We also recognize that this validation was conducted at a single tertiary academic hospital, which may limit the generalizability of our findings to other clinical contexts, such as primary care or community hospitals, where patient demographics, equipment, and workflow conditions may differ. Future research should include prospective, multicenter evaluations across diverse healthcare settings to confirm the robustness and clinical impact of TRIA under varying operational conditions.

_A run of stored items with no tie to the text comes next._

PR #881, opened 2022-06-15
IGNITE-16955 Improve logging for rebalance process

kgusakov:


modules/table/src/main/java/org/apache/ignite/internal/utils/RebalanceUtil.java
```diff
@@ -42,9 +42,33 @@
  */
 public class RebalanceUtil {
 
+    /** Logger. */
+    private static IgniteLogger LOG = IgniteLogger.forClass(RebalanceUtil.class);
+
+    /** Return code of metastore multi-invoke which identify,
```
alievmirza, line 48: `identifies` here and below

modules/table/src/main/java/org/apache/ignite/internal/table/distributed/TableManager.java
```diff
@@ -366,6 +366,9 @@ private CompletableFuture<?> onUpdateReplicas(ConfigurationNotificationEvent<Int
             if (replicasCtx.oldValue() != null && replicasCtx.oldValue() > 0) {
                 TableConfiguration tblCfg = replicasCtx.config(TableConfiguration.class);
 
+                LOG.info("Received update for replicas number for table={} from replicas={} to replicas={}",
```
alievmirza, line 369: If we run sone rebalance test, we can see in the logs the following:

```
2022-06-23 13:18:27:798 +0300 [INFO][Thread-242][TableManager] Received update for replicas number for table=PUBLIC.TBL1 from replicas=1 to replicas=2
2022-06-23 13:18:27:799 +0300 [INFO][Thread-244][TableManager] Received update for replicas number for table=PUBLIC.TBL1 from replicas=1 to replicas=2
2022-06-23 13:18:27:802 +0300 [INFO][Thread-241][TableManager] Received update for replicas number for table=PUBLIC.TBL1 from replicas=1 to replicas=2
```
Lines looks the same and could be more informative, if we add info about the node where such update has happened

alievmirza: Maybe we should think about a general solution, where all lines of logs will contain info about the node which logged that line

modules/table/src/main/java/org/apache/ignite/internal/table/distributed/raft/RebalanceRaftGroupEventsListener.java
```diff
@@ -140,6 +140,10 @@ public void onLeaderElected(long term) {
                     if (!pendingEntry.empty()) {
                         List<ClusterNode> pendingNodes = (List<ClusterNode>) ByteUtils.fromBytes(pendingEntry.value());
 
+                        LOG.info("New leader elected for the raft group={} "
```
alievmirza, line 143:
```suggestion
                        LOG.info("New leader was elected for the raft group={} "
```

modules/raft/src/main/java/org/apache/ignite/raft/jraft/rpc/impl/RaftGroupServiceImpl.java
```diff
@@ -372,6 +372,9 @@ public static CompletableFuture<RaftGroupService> start(
 
         CompletableFuture<ChangePeersAsyncResponse> fut = new CompletableFuture<>();
 
+        LOG.info("Sending request to changePeers of group={} to peers={} with leader term={}",
```
alievmirza, line 375: changePeersAsync

modules/table/src/main/java/org/apache/ignite/internal/table/distributed/raft/RebalanceRaftGroupEventsListener.java
```diff
@@ -140,6 +140,10 @@ public void onLeaderElected(long term) {
...
+                                        + "of partition={}, table={} and pending reconfiguration to peers={} discovered",
+                                partId, partNum, tblConfiguration.name().value(), pendingNodes);
+
```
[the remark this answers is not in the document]
kgusakov: Are you sure that we really need it? I mean - we already have logging inside the changePeersAsync on the server/client side and before it in listeners, also separate messages about problems and retries in movePartition.

modules/table/src/main/java/org/apache/ignite/internal/table/distributed/TableManager.java
kgusakov: Yes, I thought about it. I think it must be the general solution, because this point connected with all current logs.

PR #890, opened 2022-06-20
IGNITE-17193: Return application/problem+json in REST

PakhomovAlexander:
Previously it was ErrorResult. Now the standard problem
is returned in all REST methods.


PakhomovAlexander:
https://issues.apache.org/jira/browse/IGNITE-17193

modules/rest-api/src/main/java/org/apache/ignite/internal/rest/exception/handler/IgniteExceptionHandler.java
```diff
@@ -0,0 +1,72 @@
...
+import org.apache.ignite.internal.rest.constants.HttpCode;
+import org.apache.ignite.internal.rest.problem.HttpProblemResponse;
+import org.apache.ignite.lang.IgniteException;
+
+/**
+ * Handles {@link IgniteException} and represents it as an application/problem+json response.
+ */
+@Singleton
+@Requires(classes = {IgniteException.class, ExceptionHandler.class})
+public class IgniteExceptionHandler implements ExceptionHandler<IgniteException, HttpResponse<? extends Problem>> {
```
sk0x50, line 40: I think it will be needed to add a handler for `IgniteCheckedException` in nearest future.
Please take a look at https://issues.apache.org/jira/browse/IGNITE-14931
By the way, traceId will be introduced by IGNITE-14931 as well

PakhomovAlexander: Thank you for the note, I've created a ticket for that https://issues.apache.org/jira/browse/IGNITE-17281

PR #895, opened 2022-06-23
IGNITE-17162 Fix init cluster command options

valepakh:
In addition to changing --node-endpoint to the --cluster-url option in the cluster init command, this PR actually rewrites this command to use CLI execution pipeline and generated REST client. Since we can't easily mock the HttpClient for the generated client, mock-server was used to test this and other commands. mock-server has an ability to test against the generated OpenAPI spec but it was found that it's not enough, for example, it's impossible to verify the request payload in this case.


modules/cli/src/main/java/org/apache/ignite/cli/commands/cluster/ClusterInitReplSubCommand.java
```diff
@@ -0,0 +1,107 @@
...
+ * Initializes an Ignite cluster.
+ */
+@Command(name = "init", description = "Initializes an Ignite cluster.")
+public class ClusterInitReplSubCommand extends BaseCommand implements Runnable {
+
+    /**
+     * Node url option.
+     */
+    @Option(
+            names = {"--cluster-url"}, description = "Url to ignite node.",
```
sk0x50, line 43: IMHO, `cluster-url` is not obvious parameter/name. I would like to rename it to `cluster-endpoint-url` or something like that. Cluster has multiple nodes/endpoints that have its own url, there is no one dedicated URL for whole cluster. What do you think?

modules/cli/src/main/java/org/apache/ignite/cli/commands/cluster/ClusterInitReplSubCommand.java
```diff
@@ -0,0 +1,107 @@
...
+    )
+    private String clusterUrl;
+
+    /**
+     * List of names of the nodes (each represented by a separate command line argument) that will host the Metastorage Raft group. If the
+     * "--cmg-nodes" parameter is omitted, the same nodes will also host the Cluster Management Raft group.
+     */
+    @Option(names = "--meta-storage-node", required = true, description = {
+            "Name of the node (repeat like '--meta-storage-node node1 --meta-storage-node node2' to specify more than one node)",
+            "that will host the Meta Storage Raft group.",
```
sk0x50, line 54: Let's remove `raft` from the description. I would prefer `Meta Storage` ( or `Meta Storage service`) instead of `Meta Storage Raft group`. The same for the `CMG` -> `Cluster Management Service`.

valepakh: Maybe we should use the same terminology as in the [IEP-77](https://cwiki.apache.org/confluence/display/IGNITE/IEP-77%3A+Node+Join+Protocol+and+Initialization+for+Ignite+3#IEP77:NodeJoinProtocolandInitializationforIgnite3-MetaStorage)? That is, `Meta Storage` and `Cluster Management Group`.

PR #896, opened 2022-06-23
IGNITE-17214 A Hybrid Logical Clock implementation.

sergeyuttsel:


modules/core/src/test/java/org/apache/ignite/hlc/HybridClockTestUtils.java
```diff
@@ -0,0 +1,47 @@
...
+ * Utils for a Hybrid Logical Clock testing.
+ */
+public class HybridClockTestUtils {
+    /**
+     * Creates a mocked system clock.
+     *
+     * @param expected Expected value which returns by system clock.
+     * @return The mocked clock.
+     */
+    public static MockedStatic<Clock> mockToEpochMilli(long expected) {
```
ascherbakoff, line 38: Here is the citation from the internet on statick mocks:
"Generally speaking, some might say that when writing clean code, we shouldn't need to mock static classes. This could typically hint at a design issue or code smell in the application.

Why? First, a class depending on a static method has tight coupling, and second, it nearly always leads to code that is difficult to test. Ideally, a class should not be responsible for obtaining its dependencies, and if possible, they should be externally injected.

So, it's always worth investigating if we can refactor our code to make it more testable."
I suggest to take it into a consideration.

modules/core/src/main/java/org/apache/ignite/hlc/HybridTimestamp.java
```diff
@@ -0,0 +1,111 @@
...
+ */
+
+package org.apache.ignite.hlc;
+
+import org.apache.ignite.internal.tostring.S;
+
+/**
+ * A hybrid timestamp that combines physical clock and logical clock.
+ */
+public class HybridTimestamp implements Comparable<HybridTimestamp> {
```
ascherbakoff, line 25: The implementation seems correct, but not optimal. It produces new objects and does unnecessary operations. I suggest to look at https://github.com/eventreducer/hlc/blob/master/src/main/java/org/eventreducer/hlc/HybridTimestamp.java as a good reference. It also has a nice abstaction of physical time provider.

modules/core/src/main/java/org/apache/ignite/hlc/HybridTimestamp.java
```diff
@@ -0,0 +1,111 @@
...
+        this.logical = logical;
+    }
+
+    /**
+     * Compares hybrid timestamps.
+     *
+     * @param times Times for comparing.
+     * @return The highest hybrid timestamp.
+     */
+    public static HybridTimestamp max(HybridTimestamp... times) {
```
ascherbakoff, line 49: Why is this method declared _public_ ?

modules/core/src/main/java/org/apache/ignite/hlc/HybridTimestamp.java
```diff
@@ -0,0 +1,111 @@
...
+        return logical;
+    }
+
+    /**
+     * Returns a new hybrid timestamp with incremented logical component.
+     *
+     * @return The hybrid timestamp.
+     */
+    public HybridTimestamp addTicks(int ticks) {
+        return new HybridTimestamp(physical, this.logical + ticks);
```
ascherbakoff, line 83: Creating an object on tick is not good

modules/core/src/main/java/org/apache/ignite/hlc/HybridTimestamp.java
```diff
@@ -0,0 +1,111 @@
...
+     * Compares hybrid timestamps.
+     *
+     * @param times Times for comparing.
+     * @return The highest hybrid timestamp.
+     */
+    public static HybridTimestamp max(HybridTimestamp... times) {
+        HybridTimestamp maxTime = times[0];
+
+        for (int i = 1; i < times.length; i++) {
+            maxTime = maxTime.compareTo(times[i]) > 0 ? maxTime : times[i];
```
ascherbakoff, line 53: The assignment is needed only for new max.

modules/core/src/main/java/org/apache/ignite/hlc/HybridClock.java
```diff
@@ -0,0 +1,75 @@
...
+ */
+public class HybridClock {
+    /** Latest timestamp. */
+    private HybridTimestamp latestTime;
+
+    /**
+     * The constructor which initializes the latest time to current time by system clock.
+     */
+    public HybridClock() {
+        this.latestTime = new HybridTimestamp(Clock.systemUTC().instant().toEpochMilli(), 0);
```
ascherbakoff, line 34: Default value for logicalTime is 0, according to paper

modules/core/src/main/java/org/apache/ignite/hlc/HybridTimestamp.java
```diff
@@ -0,0 +1,111 @@
...
+    }
+
+    /**
+     * Returns a new hybrid timestamp with incremented logical component.
+     *
+     * @return The hybrid timestamp.
+     */
+    public HybridTimestamp addTicks(int ticks) {
+        return new HybridTimestamp(physical, this.logical + ticks);
+    }
```
ascherbakoff, line 84: What about overflow ? I suggest to make logical counter of type long (or propagate overflow to logicalTime)

modules/core/src/main/java/org/apache/ignite/hlc/HybridTimestamp.java
sergeyuttsel: Fixed

modules/core/src/main/java/org/apache/ignite/hlc/HybridClock.java
```diff
@@ -0,0 +1,75 @@
...
+    }
+
+    /**
+     * Creates a timestamp for a received event.
+     *
+     * @param requestTime Timestamp from request.
+     * @return The hybrid timestamp.
+     */
+    public synchronized HybridTimestamp tick(HybridTimestamp requestTime) {
+        HybridTimestamp now = new HybridTimestamp(Clock.systemUTC().instant().toEpochMilli(), -1);
```
sanpwc, line 61: Do we really need to create HybridTimestamp instance in order to only compare it's physical?
I believe should postpone new gerHybridTIme instantiation and do it only if now.physical is bigger than request.physical and latestTime.physical.

modules/core/src/main/java/org/apache/ignite/hlc/HybridTimestamp.java
sanpwc: Agreed, it seems to be an extremely frequent operation. I'd rather check it with JMH: whether it's better to use thread-safe mutable instances or such new-on-tick approach.

PR #898, opened 2022-06-24
IGNITE-17192 Binary Tuple Implementation 

ademakov:


modules/schema/src/main/java/org/apache/ignite/internal/schema/BinaryTuple.java
```diff
@@ -0,0 +1,58 @@
...
+    /** {@inheritDoc} */
+    @Override
+    public int count() {
+        return elementCount();
+    }
+
+    /** {@inheritDoc} */
+    @Override
+    public BigDecimal decimalValue(int index) {
+        return decimalValue(index, schema.element(index).decimalScale);
```
AMashenkov, line 46: Why a scale is not a part of decimal value?

modules/schema/src/main/java/org/apache/ignite/internal/schema/BinaryTupleParser.java
```diff
@@ -0,0 +1,215 @@
...
+     */
+    public interface Sink {
+        /**
+         * Provides the location of the next tuple value.
+         *
+         * @param index Value index.
+         * @param begin Start offset of the value, 0 for NULL.
+         * @param end End offset of the value, 0 for NULL.
+         */
+        void nextElement(int index, int begin, int end);
```
AMashenkov, line 39: It looks like this method is used for instance initialization.
The index param is never used. Can Sink have a package visibility?

modules/schema/src/main/java/org/apache/ignite/internal/schema/BinaryTupleParser.java
```diff
@@ -0,0 +1,215 @@
...
+        return buffer.asReadOnlyBuffer().position(sink.begin).limit(sink.end).order(ByteOrder.LITTLE_ENDIAN);
+    }
+
+    /**
+     * Locate the specified tuple element.
+     *
+     * @param index Index of the element.
+     * @param sink Receiver.
+     */
+    public void fetch(int index, Sink sink) {
```
AMashenkov, line 136: Sink param is used here to pass more than one parameter to the outsize the method.
Why can't it be a return type?

modules/schema/src/main/java/org/apache/ignite/internal/schema/BinaryTupleSchema.java
```diff
@@ -0,0 +1,247 @@
...
+     * @param colBegin First columns in the range.
+     * @param colEnd Last column in the range (exclusive).
+     * @return Tuple schema.
+     */
+    private static BinaryTupleSchema createSchema(SchemaDescriptor descriptor, int colBegin, int colEnd) {
+        int numCols = colEnd - colBegin;
+
+        Element[] elements = new Element[numCols];
+
+        for (int i = 0; i < numCols; i++) {
```
AMashenkov, line 115: Do you mean that?
```suggestion
        for (int i = colBegin; i < numCols; i++) {
```

modules/schema/src/main/java/org/apache/ignite/internal/schema/BinaryTupleSchema.java
```diff
@@ -0,0 +1,247 @@
...
+     * Create a schema for binary tuples with selected row columns.
+     *
+     * @param descriptor Row schema.
+     * @param indexes List of columns.
+     * @return Tuple schema.
+     */
+    public static BinaryTupleSchema createValueSchema(SchemaDescriptor descriptor, int[] indexes) {
+        Element[] elements = new Element[indexes.length];
+
+        for (int i : indexes) {
```
AMashenkov, line 173: Let's rewrite to indexed-for-loop

modules/schema/src/main/java/org/apache/ignite/internal/schema/BinaryTupleSchema.java
ademakov: Not quite but there was a bug indeed, thanks for pointing out.

modules/schema/src/main/java/org/apache/ignite/internal/schema/BinaryTupleParser.java
```diff
@@ -0,0 +1,215 @@
...
+            if (offset == nextOffset && hasNullMap()) {
+                int nullIndex = BinaryTupleSchema.HEADER_SIZE + i / 8;
+                byte nullMask = (byte) (1 << (i % 8));
+                if ((buffer.get(nullIndex) & nullMask) != 0) {
+                    sink.nextElement(i, 0, 0);
+                    continue;
+                }
+            }
+
+            sink.nextElement(i, offset, nextOffset);
```
AMashenkov, line 184: In the fetch method you use it to return a pair of `begin` and `end` offsets.
Here, Sink semantic is different. You use it as a Consumer.

I think Sink could be a top-level public class with the consumer semantic,
and fetch() method can be rewritten to return an object with pair of values, e.g. Element is a good name.

modules/schema/src/main/java/org/apache/ignite/internal/schema/BinaryTuple.java
ademakov: Is is specified this way in IEP-92: https://cwiki.apache.org/confluence/display/IGNITE/IEP-92%3A+Binary+Tuple+Format#IEP92:BinaryTupleFormat-NumberandDecimalrepresentation
If you don't agree with this approach let's discuss it at some IEP-92 related place. On slack, wiki, dev-list, or whatever works best.

modules/schema/src/main/java/org/apache/ignite/internal/schema/BinaryTuple.java
```diff
@@ -0,0 +1,58 @@
...
+    }
+
+    /**
+     * Reads value for specified element.
+     *
+     * @param index Element index.
+     * @return Element value.
+     */
+    public Object value(int index) {
```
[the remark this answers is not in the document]
ademakov: It is not used now but the whole thing is not yet used now. I implemented functionally-complete API so it could be used in different situations in the future.

modules/schema/src/main/java/org/apache/ignite/internal/schema/BinaryTuple.java
```diff
@@ -0,0 +1,58 @@
...
+
+    /** {@inheritDoc} */
+    @Override
+    public int count() {
+        return elementCount();
+    }
+
+    /** {@inheritDoc} */
+    @Override
+    public BigDecimal decimalValue(int index) {
```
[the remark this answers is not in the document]
ademakov: Currently such a change would conflict with the NativeTypeSpec.objectValue() mechanism. Let postpone this until this mechanism is improved.

modules/schema/src/main/java/org/apache/ignite/internal/schema/BinaryTupleBuilder.java
```diff
@@ -0,0 +1,966 @@
...
+     * Creates a builder with direct buffer.
+     *
+     * @param numElements Number of tuple elements.
+     * @param allowNulls True if NULL values are possible, false otherwise.
+     * @param totalValueSize Total estimated length of non-NULL values, -1 if not known.
+     * @return Tuple builder.
+     */
+    public BinaryTupleBuilder createWithDirectBuffer(int numElements, boolean allowNulls, int totalValueSize) {
+        var builder = new BinaryTupleBuilder(numElements, allowNulls, totalValueSize);
+        builder.allocateDirect(totalValueSize);
```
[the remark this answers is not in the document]
ademakov: Direct buffers are removed.

modules/schema/src/main/java/org/apache/ignite/internal/schema/BinaryTupleBuilder.java
```diff
@@ -0,0 +1,966 @@
...
+    }
+
+    /**
+     * Append a value for the current element.
+     *
+     * @param value Element value.
+     * @return {@code this} for chaining.
+     */
+    public BinaryTupleBuilder appendShort(short value) {
+        if (value <= Byte.MAX_VALUE && value >= Byte.MIN_VALUE) {
```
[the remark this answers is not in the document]
ademakov: Okay. I did it though for me it looks like utter crap.

modules/schema/src/main/java/org/apache/ignite/internal/schema/BinaryTupleReader.java
```diff
@@ -0,0 +1,537 @@
...
+    }
+
+    /**
+     * Reads value of specified element.
+     *
+     * @param index Element index.
+     * @return Element value.
+     */
+    public Byte byteValueBoxed(int index) {
+        var element = seek(index);
```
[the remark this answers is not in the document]
ibessonov: I see, this one got ignored

ibessonov:
@ademakov ok, I have a question - will other comments be addressed? Do you need any assistance with them?

modules/schema/src/main/java/org/apache/ignite/internal/schema/BinaryTupleSchema.java
```diff
@@ -0,0 +1,346 @@
...
+
+        final int decimalScale;
+
+        final boolean nullable;
+
+        /**
+         * Constructor.
+         *
+         * @param type Element data type.
+         * @param nullable True for nullable elements, false for non-nullable,
```
korlov42, line 75:
```suggestion
         * @param nullable True for nullable elements, false for non-nullable.
```

ademakov: Thanks, fixed.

Additionally, this study’s retrospective design may overestimate algorithmic performance compared to real-time prospective use, as reported in prior work on diagnostic AI translation to practice [
17]. Finally, the validation dataset was enriched with clinically significant pathologies, which does not reflect the true prevalence of abnormalities in unselected populations and may influence the apparent predictive performance.
Further refinement of the classification model, particularly by adding more pathologies and exploring higher input resolutions, could enhance its ability to detect more subtle findings and improve its clinical utility.